- Exercise description -
The whole listing must be returned exactly, with no line missing.

- Record excerpts -

"""

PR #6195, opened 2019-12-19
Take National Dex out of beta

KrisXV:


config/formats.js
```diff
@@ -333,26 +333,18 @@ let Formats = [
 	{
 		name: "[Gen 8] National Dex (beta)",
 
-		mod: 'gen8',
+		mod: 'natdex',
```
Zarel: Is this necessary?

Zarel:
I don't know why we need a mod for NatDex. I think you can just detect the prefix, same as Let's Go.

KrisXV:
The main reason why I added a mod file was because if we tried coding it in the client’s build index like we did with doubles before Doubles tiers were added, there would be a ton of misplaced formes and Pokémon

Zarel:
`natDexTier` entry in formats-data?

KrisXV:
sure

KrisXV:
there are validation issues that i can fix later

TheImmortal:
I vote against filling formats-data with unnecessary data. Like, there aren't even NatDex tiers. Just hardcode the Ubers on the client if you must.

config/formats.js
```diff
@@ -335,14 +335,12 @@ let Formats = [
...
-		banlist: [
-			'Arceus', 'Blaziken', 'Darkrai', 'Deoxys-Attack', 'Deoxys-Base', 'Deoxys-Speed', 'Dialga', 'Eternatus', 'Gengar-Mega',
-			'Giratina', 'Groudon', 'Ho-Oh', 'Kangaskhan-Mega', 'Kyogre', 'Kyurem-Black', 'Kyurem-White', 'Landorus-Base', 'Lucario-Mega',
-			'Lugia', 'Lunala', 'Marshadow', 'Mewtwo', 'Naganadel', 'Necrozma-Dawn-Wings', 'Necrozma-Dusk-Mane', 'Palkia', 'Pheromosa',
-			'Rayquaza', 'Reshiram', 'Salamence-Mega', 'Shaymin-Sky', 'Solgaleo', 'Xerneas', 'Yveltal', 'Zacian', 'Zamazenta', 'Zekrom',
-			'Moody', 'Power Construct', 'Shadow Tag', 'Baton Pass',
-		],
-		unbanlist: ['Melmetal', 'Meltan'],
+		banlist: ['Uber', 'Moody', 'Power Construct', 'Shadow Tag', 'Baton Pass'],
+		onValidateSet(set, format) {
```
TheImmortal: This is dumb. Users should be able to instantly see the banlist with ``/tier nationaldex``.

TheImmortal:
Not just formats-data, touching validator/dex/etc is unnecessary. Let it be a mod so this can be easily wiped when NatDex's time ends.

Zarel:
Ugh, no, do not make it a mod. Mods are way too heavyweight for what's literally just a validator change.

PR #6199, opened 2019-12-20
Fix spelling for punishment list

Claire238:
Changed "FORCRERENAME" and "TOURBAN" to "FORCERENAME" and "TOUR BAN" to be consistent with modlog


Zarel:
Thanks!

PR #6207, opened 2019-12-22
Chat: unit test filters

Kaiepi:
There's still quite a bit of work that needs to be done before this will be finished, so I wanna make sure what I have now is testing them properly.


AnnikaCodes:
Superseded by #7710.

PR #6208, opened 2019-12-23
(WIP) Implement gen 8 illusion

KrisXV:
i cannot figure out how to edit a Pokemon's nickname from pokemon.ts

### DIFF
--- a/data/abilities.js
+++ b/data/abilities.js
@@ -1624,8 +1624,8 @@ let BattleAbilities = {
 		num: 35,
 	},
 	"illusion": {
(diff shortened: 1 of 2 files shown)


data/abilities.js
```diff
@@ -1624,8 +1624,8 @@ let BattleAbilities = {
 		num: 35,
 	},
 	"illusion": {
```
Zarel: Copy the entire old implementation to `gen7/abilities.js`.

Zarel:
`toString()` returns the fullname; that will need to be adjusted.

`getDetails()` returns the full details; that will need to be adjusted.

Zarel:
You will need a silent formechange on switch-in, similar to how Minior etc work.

"""

- Exercise solution -
PR #6195, opened 2019-12-19
Take National Dex out of beta

KrisXV:


config/formats.js
```diff
@@ -333,26 +333,18 @@ let Formats = [
 	{
 		name: "[Gen 8] National Dex (beta)",
 
-		mod: 'gen8',
+		mod: 'natdex',
```
Zarel: Is this necessary?

Zarel:
I don't know why we need a mod for NatDex. I think you can just detect the prefix, same as Let's Go.

KrisXV:
The main reason why I added a mod file was because if we tried coding it in the client’s build index like we did with doubles before Doubles tiers were added, there would be a ton of misplaced formes and Pokémon

Zarel:
`natDexTier` entry in formats-data?

KrisXV:
sure

KrisXV:
there are validation issues that i can fix later

TheImmortal:
I vote against filling formats-data with unnecessary data. Like, there aren't even NatDex tiers. Just hardcode the Ubers on the client if you must.

config/formats.js
```diff
@@ -335,14 +335,12 @@ let Formats = [
...
-		banlist: [
-			'Arceus', 'Blaziken', 'Darkrai', 'Deoxys-Attack', 'Deoxys-Base', 'Deoxys-Speed', 'Dialga', 'Eternatus', 'Gengar-Mega',
-			'Giratina', 'Groudon', 'Ho-Oh', 'Kangaskhan-Mega', 'Kyogre', 'Kyurem-Black', 'Kyurem-White', 'Landorus-Base', 'Lucario-Mega',
-			'Lugia', 'Lunala', 'Marshadow', 'Mewtwo', 'Naganadel', 'Necrozma-Dawn-Wings', 'Necrozma-Dusk-Mane', 'Palkia', 'Pheromosa',
-			'Rayquaza', 'Reshiram', 'Salamence-Mega', 'Shaymin-Sky', 'Solgaleo', 'Xerneas', 'Yveltal', 'Zacian', 'Zamazenta', 'Zekrom',
-			'Moody', 'Power Construct', 'Shadow Tag', 'Baton Pass',
-		],
-		unbanlist: ['Melmetal', 'Meltan'],
+		banlist: ['Uber', 'Moody', 'Power Construct', 'Shadow Tag', 'Baton Pass'],
+		onValidateSet(set, format) {
```
TheImmortal: This is dumb. Users should be able to instantly see the banlist with ``/tier nationaldex``.

TheImmortal:
Not just formats-data, touching validator/dex/etc is unnecessary. Let it be a mod so this can be easily wiped when NatDex's time ends.

Zarel:
Ugh, no, do not make it a mod. Mods are way too heavyweight for what's literally just a validator change.

PR #6199, opened 2019-12-20
Fix spelling for punishment list

Claire238:
Changed "FORCRERENAME" and "TOURBAN" to "FORCERENAME" and "TOUR BAN" to be consistent with modlog


Zarel:
Thanks!

PR #6207, opened 2019-12-22
Chat: unit test filters

Kaiepi:
There's still quite a bit of work that needs to be done before this will be finished, so I wanna make sure what I have now is testing them properly.


AnnikaCodes:
Superseded by #7710.

PR #6208, opened 2019-12-23
(WIP) Implement gen 8 illusion

KrisXV:
i cannot figure out how to edit a Pokemon's nickname from pokemon.ts

### DIFF
--- a/data/abilities.js
+++ b/data/abilities.js
@@ -1624,8 +1624,8 @@ let BattleAbilities = {
 		num: 35,
 	},
 	"illusion": {
(diff shortened: 1 of 2 files shown)


data/abilities.js
```diff
@@ -1624,8 +1624,8 @@ let BattleAbilities = {
 		num: 35,
 	},
 	"illusion": {
```
Zarel: Copy the entire old implementation to `gen7/abilities.js`.

Zarel:
`toString()` returns the fullname; that will need to be adjusted.

`getDetails()` returns the full details; that will need to be adjusted.

Zarel:
You will need a silent formechange on switch-in, similar to how Minior etc work.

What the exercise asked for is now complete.